# Unique dovetail jig



## S Bolton (Mar 5, 2007)

Has anyone tried one of the "Slots" dovetail jigs? Apparently you use it to make your own jig. Seems interesting.

Steve Bolton


----------



## challagan (Feb 7, 2006)

Yup, that has been around a while Steve. I have seen jigs that other guys have made using them. Not sure if BJ has one or not but I thought he did. 

Corey


----------



## S Bolton (Mar 5, 2007)

What do you think of it? Does it work well?

Steve


----------



## bobj3 (Jan 17, 2006)

Hi SB

I think you are talking about this one...
http://www.rockler.com/product.cfm?Offerings_ID=2114&TabSelect=Reviews

I do have one and I didn't care for it... but that's just my 2 cents//

and it is the cheapest one you can get ...


===========


S Bolton said:


> Has anyone tried one of the "Slots" dovetail jigs? Apparently you use it to make your own jig. Seems interesting.
> 
> Steve Bolton


----------



## S Bolton (Mar 5, 2007)

Yes, that appears to be the one. Is it hard to use? Good value?

sb


----------



## Joe Lyddon (Sep 11, 2004)

S Bolton said:


> Yes, that appears to be the one. Is it hard to use? Good value?
> 
> sb


YEP... that's the cheapest dovetail jig you can get...

From what I have seen, you can do some nice stuff with it...

This is one that should NOT be knocked until you have used it...  

If I remember, John Lucas of woodshopdemos did a review on it... It got very good reviews.


----------



## Joe Lyddon (Sep 11, 2004)

bobj3 said:


> Hi SB
> 
> I think you are talking about this one...
> http://www.rockler.com/product.cfm?Offerings_ID=2114&TabSelect=Reviews
> ...



Bob, are you saying you DID care for it... or a typo saying you DID *NOT* care for it??


They way you have it, it isn't quite clear... appears that you left something out... (???)

I also have one BUT *I have not tried it.*.. *I will not say Pro / Con until I do try it... to be fair.  *


----------



## bobj3 (Jan 17, 2006)

HI Joe

Yep, I did go back and did fixed it


----------



## bobj3 (Jan 17, 2006)

Hi SB

Well you must read alot if you want it to come out right... 

And I think you will make alot of firewood b/4 you get it down right..

But once you get it down it's not to bad, real easy to junk the jig out, one skip/error and you have a new boat anchor....

"Good value?" = that a hard one ...all I can say is I didn't care for it..
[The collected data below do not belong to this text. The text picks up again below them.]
PR #2006, opened 2023-05-26
Xcode: fixes to Xcode project

ericoporto:
- remove unused lib makefile
- matches Xcode project with current files
- require SDL2.Framework in `libsrc` instead of Xcode project for ease of use.

I have the same updates for the master branch, where there are minor differences in the AGS files in the Engine/ac directory, not sure if open it already as other PR or after merge have this on master and then the other goes after.

The SDL2.framework place change is because previously I thought macOS and iOS would use different SDL2.frameworks. They are, but macOS uses a prebuilt one (the released SDL2 aren't building, as framework, for macOS on the latest Xcode and OS version combination). On iOS, because of the different architectures and platforms, instead SDL2.framework will be built from source, so there are no conflicts with having both the framework and the sources of SDL2 under `libsrc` dir.

Also, I considered adding `libsrc/vorbis`, `libsrc/ogg`, `libsrc/theora`, `libsrc/SDL` and `libsrc/SDL_sound` to gitignore.


ivan-mogilko:
@ericoporto do I need to cherry pick this commit to master, or wait for another pr?

ericoporto:
@ivan-mogilko if you cherry pick it to master I will just add a smaller PR on top to adjust for the removal of statobj, would it be ok or do you prefer a new PR of everything?

ivan-mogilko:
Okay, I will do soon.

PR #2011, opened 2023-05-30
Script API: implemented ScriptName and Type.GetByName() for all applicable types.

ivan-mogilko:
This implements readonly ScriptName property and a static GetByName() method for all the object types that have script names. The method looks up for the object of corresponding type with the given script name, and returns its pointer, or null if such object is not found.

NOTE: passing other type's script name will also return null, for example calling Character.GetByName() with a room object's name.

`scriptName` argument is case-sensitive, obviously.

```
static AudioClip* AudioClip.GetByName(const string scriptName);
static Character* Character.GetByName(const string scriptName);
static Dialog* Dialog.GetByName(const string scriptName);
static GUIControl* GUIControl.GetByName(const string scriptName);
static GUI* GUI.GetByName(const string scriptName);
static Hotspot* Hotspot.GetByName(const string scriptName);
static InventoryItem* InventoryItem.GetByName(const string scriptName);
static Object* Object.GetByName(const string scriptName);
```

### DIFF
--- a/Editor/AGS.Editor/Resources/agsdefns.sh
+++ b/Editor/AGS.Editor/Resources/agsdefns.sh
@@ -913,12 +913,16 @@ builtin managed struct InventoryItem {
   import attribute int  Graphic;
   /// Gets the ID number of the inventory item.
   readonly import attribute int ID;
-  /// Gets/sets the name of the inventory item.
+  /// Gets/sets the human-readable name of the inventory item.
   import attribute String Name;
   /// Sets an integer custom property for this item.
   import bool SetProperty(const string property, int value);
   /// Sets a text custom property for this item.
   import bool SetTextProperty(const string property, const string value);
+#ifdef SCRIPT_API_v399
+  /// Gets the script name of the inventory item.
+  import readonly attribute String ScriptName;
+#endif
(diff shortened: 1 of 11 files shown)


ivan-mogilko:
Something for a distant future, but in a conversation we had with @AlanDrake , I realized this or similar methods may be used to initialize global variables in case we completely move to dynamic creation of everything.

Imagine the game data was loaded, and objects defined at design-time created, but how do you attach them to the variables to keep things consistent with objects created at runtime? Possibly that's how:
```
function game_start() { // or another "service init" function
    cEgo = Character.FindByName("cEgo");
    cNPC = Character.FindByName("cNPC");
}
```

ericoporto:
I think `GetByName` is a better name than `FindByName` for this behavior.

ivan-mogilko:
Renamed FindByName -> GetByName.

ivan-mogilko:
In regards to getting script names from these objects; I've been thinking of quickly adding a readable ScriptName property to all of them, but then thought to instead delay that, and experiment with creating the most basic parent class which would hold this property, thus avoiding duplicate API.

ivan-mogilko:
Note: removed Region.GetByName, realizing that regions don't have script names for some reason...

PR #2012, opened 2023-05-30
Script API: implement eEventGameSaved

### LINKED ISSUE #1295: eEventSavedGame to go with existing eEventRestoreGame
This is a feature request.
In the current editor, the command RestoreGameSlot() will not actually execute until the function enclosing it is finished; this makes it impossible to ever run a command *after* the game is restored, except by using a variety of true/false switches in repeatedly_execute_always(), etc. etc.
LUCKILY, there is an event trigged for this which solves the problem: eEventRestoreGame.
HOWEVER, there is no equivalent event for a SaveGameSlot() command, which has the same features and won't run until the enclosing function has finished, etc.

To Reproduce
Run RestoreGameSlot()
Set an event capture in on_event for eEventRestoreGame - this will run after the game restore is finished completely

Save a game with SaveGameSlot()
You can no longer figure out when this save function is done
hence:
  Set a switch for the savegame file name, and check for the file existing in repeatedly_execute_always()
  When the file exists, if ever, set and start a timer for something which seems reasonable to write the file completely, say 1sec
  Now you're as sure as you can be that it's saved and complete, set a 'JustSavedGame' switch to true, pick it up in repeatedly_execute_always()  
  This time, set JustSavedGame to false, do what you need to do following the SaveGameSlot() function
  You are still not 100% sure it all worked, but as long as the computer doesn't hang from some other process, or some other case, we're 99% sure we guess :/

ivan-mogilko:
Resolves #1295

By a user's request, this adds a `eEventSaveGame` event which is run after a game was saved.
Similar to other events, this is scheduled to run after the current script callback is completed.

### DIFF
--- a/Editor/AGS.Editor/Resources/agsdefns.sh
+++ b/Editor/AGS.Editor/Resources/agsdefns.sh
@@ -1130,6 +1130,7 @@ enum EventType {
 #endif
 #ifdef SCRIPT_API_v399
   eEventLeaveRoomAfterFadeout = 11,
+  eEventGameSaved = 12,
 #endif
 };
 
--- a/Engine/ac/event.h
+++ b/Engine/ac/event.h
@@ -33,6 +33,7 @@
 #define GE_RESTORE_GAME  9
 #define GE_ENTER_ROOM_AFTERFADE 10
 #define GE_LEAVE_ROOM_AFTERFADE 11
+#define GE_SAVE_GAME     12
 
 // Game event types:
 // common script callback
--- a/Engine/ac/game.cpp
+++ b/Engine/ac/game.cpp
@@ -919,6 +919,8 @@ void save_game(int slotn, const char*descript) {
 
     // Save dynamic game data
     SaveGameState(out.get());
+    // call "After Save" event callback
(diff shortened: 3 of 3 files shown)


ericoporto:
I think`eEventGameSaved` sounds better for this - I also think the other even would be better named as `eEventGameRestored`.

ivan-mogilko:
> I think`eEventGameSaved` sounds better for this - I also think the other event would be better named as `eEventGameRestored`.

I can rename it here in ags4, but i've also been thinking about backporting to 3.6.1, since it's a simple change, and I'll have to keep the names there to avoid annoying users.

ivan-mogilko:
> I think`eEventGameSaved` sounds better for this - I also think the other event would be better named as `eEventGameRestored`.

This follows the events naming, if you look at their list they all have this form:

```
eEventLeaveRoom*
eEventEnterRoom*
eEventGotScore
eEventAddInventory
eEventLoseInventory
```

so it's verb-noun. If we begin to fix this we'd have to change almost every event name for consistency.

ericoporto:
GotScore is definitely the better name. At least if adding one is better to be eEventGameSaved because it naturally sounds like it happens after. If one day #1618 is implemented we can use the same event.

PR #2014, opened 2023-05-31
Editor: reimplement SpriteSelector's multiple sprite properties editing

### LINKED ISSUE #2008: Editor: in Sprite Manager allow to modify properties of multiple selected sprites
Before the new sprite import was implemented in AGS 3.5.0, the sprite manager's property grid let users to select multiple sprites and the property grid would display only matching values for all of these sprites, and show others as a blank space. If a property's value was changed, it would apply the new value to all the selected sprites.

After the sprite import and import dialog were reimplemented in AGS 3.5.0, this is no longer supported.

As user proposed, this ability should be restored.

When multiple sprites selected:
* Property grid displays only matching values, and displays blank space in other fields where values don't match.
* Changing a value of a property would affect all the selected sprites at once.

SIDE NOTE: I recall similar thing was requested for the View Frames, but I could not find any open ticket here.
(also selecting multiple frames is not possible as of 3.6.0)

ivan-mogilko:
Resolves #2008

Originally the Sprite Manager allowed to edit properties of a multiple items at once. This was disabled (unintended) by a performance fix: ff02202

This commit re-enables multiple sprites set to the property grid, and additionally improve performance in case of a large selection range. The performance fix consists of two parts:
1) ~Remember selected sprites in a HashSet and only add/remove on each ItemSelectionChanged call.~
2) Don't invoke our OnSelectionChanged event on each item processing. Instead schedule it using a funny trick with Application.Idle subscription, and thus make it trigger only after whole range of (de)selected items was processed.

The Application.Idle trick was found here:
https://stackoverflow.com/questions/1191920/net-listview-event-after-changing-selection


ivan-mogilko:
After some tests, I removed the HashSet part of the performance fix, at least temporarily, because it seems unreliable: there are few cases where the selection is lost, or changed programmatically, which leaves the HashSet unsynced with the listview.

This dropped the performance again. I will look into other options now.

Also, I should probably retarget this to 3.6.1, as the change is somewhat risky, and I don't want to potentially break something in a 3.6.0 patch.

ivan-mogilko:
> This dropped the performance again. I will look into other options now.

Ah, no, that was because of my mistake, fixed now.

Also, I tried to make things slightly more faster by storing Sprite reference in the ListViewItem's tag. This saves the text parsing and a call to FindSpriteByNumber.

@morganwillcock , if you remember how the sprite selector works, can you tell if there are any risks there? The Sprite objects seem to be stored in SpriteFolder object, which is only updated on load from reading xml, and not strictly connected to the native sprite storage.

morganwillcock:
I don't remember very much, but I would guess it is safe as long as all of these actions are blocking and the idle callback is guaranteed to run immediately afterwards. Maybe there would be a problem if you could delay the idle callback by holding down or pressing keys (possibly repeat rate would be relevant) whilst dragging the selection, and modify the selection before the callback has run.

ivan-mogilko:
Well, I tested and it seems to work fine overall.

PR #2023, opened 2023-06-03
Adjust automatic layout of some panes (for 100% and 200% scaling)

ericoporto:
This should adjust the layout of the following panes so they work in both 100% and 200% scaling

How about if I just rate it with stars..
"Is it hard to use ? " = 4* out of 5* , 5 beiing hardest
"value?" = 2* out of 5* , 5 being , the best value 

over all I would rate it at 3* out of 5*



=========


S Bolton said:


> Yes, that appears to be the one. Is it hard to use? Good value?
> 
> sb


----------



## Joe Lyddon (Sep 11, 2004)

bobj3 said:


> Hi SB
> 
> I think you are talking about this one...
> http://www.rockler.com/product.cfm?Offerings_ID=2114&TabSelect=Reviews
> ...


Bob,

Could you tell us what you did NOT like about it? (or Like, if anything)

I found the written instructions & pictures hard to follow.


----------



## Router is still my name (May 3, 2006)

http://benchmark.20m.com/reviews/StotsTemplate/StotsTemplateReview.html


----------



## Router is still my name (May 3, 2006)

http://www.woodworking.org/WC/GArchive99/3_13stottsrev.html

http://www.woodworkingmatters.com/Reviews/stots_dovetail_template_master.htm

http://www.woodshopdemos.com/prd-stot.htm


----------



## Joe Lyddon (Sep 11, 2004)

Router is still my name said:


> http://www.woodworking.org/WC/GArchive99/3_13stottsrev.html
> 
> http://www.woodworkingmatters.com/Reviews/stots_dovetail_template_master.htm
> 
> http://www.woodshopdemos.com/prd-stot.htm



Thank you for the links...

I guess I should go back, take my time, and read it all again... 
I like the way John Lucas does a photo-shoot!! A real Pro!


----------



## mailee (Nov 11, 2005)

Unfortunately we can't buy the Stot's jig over here in the UK but I did manage to buy the Dakota one and found it brilliant. It is so easy to set up compared to some of the more expensive ones and cuts through dovetails. It also comes with the two cutters needed and comprehensive instructions. It was a simple process to build the backing board to hold the material and I also made another copy of it from the original just like the Stot's jig. I don't think I will be bothering using my old machine any more as this is so easy and accurate.


----------



## S Bolton (Mar 5, 2007)

Mailee:

I am wondering if you could provide a link to the Dakota model you bought. 

Can it do half blind dovetails?

Thanks

Steve Bolton


----------